Assigned task:
I need every line that includes the word "extremely" copied from the material.
======
PR #1038, opened 2016-02-21
Adds maglights

Sabess:
Available in sec lockers and hacked autolathe.
Does less damage than sec batons and other weapons that are available in the hacked autolathe, but lights up.


Anewbe:
Had something similar on tg a while back, very much a fan... But you may want to tone down the damage, 13's pretty high, in my opinion.

Lorwp:
13 is a bit high, Maybe lower it to something like `8`. Otherwise this has my :+1:

Sabess:
Don't agree, it's all relative. It's only available to two departments. Both of these departments have items that do more damage.

Lorwp:
i guess so, though it does feel a bit weird to have a flashlight be a melee weapon.

Zuhayr:
13 is extremely excessive for a flashlight.

Sabess:
Disagree, but I'll tweak it down seeing as a fair few people want it that way.

Nienhaus:
I should really make a v3 Maglite. But it's still nice to see the sprite used.

Zuhayr:
Leery of approving this but unclear if that's just bias or not, paging @Neerti @EmperorJon @Datraen for final approval.

OhEmGee:
>13 is extremely excessive for a flashlight
have you guys SEEN a maglight IRL? The heavier ones could be used to bludgeon somone into submission, they're like the same as your run of the mill claw hammer in terms of bludgeoning

i'd say 10 (which is the same as the toolbox) would be a good median

Sabess:
It was changed to ten if you'll have another look at the code. :P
======
Task output:
13 is extremely excessive for a flashlight.
>13 is extremely excessive for a flashlight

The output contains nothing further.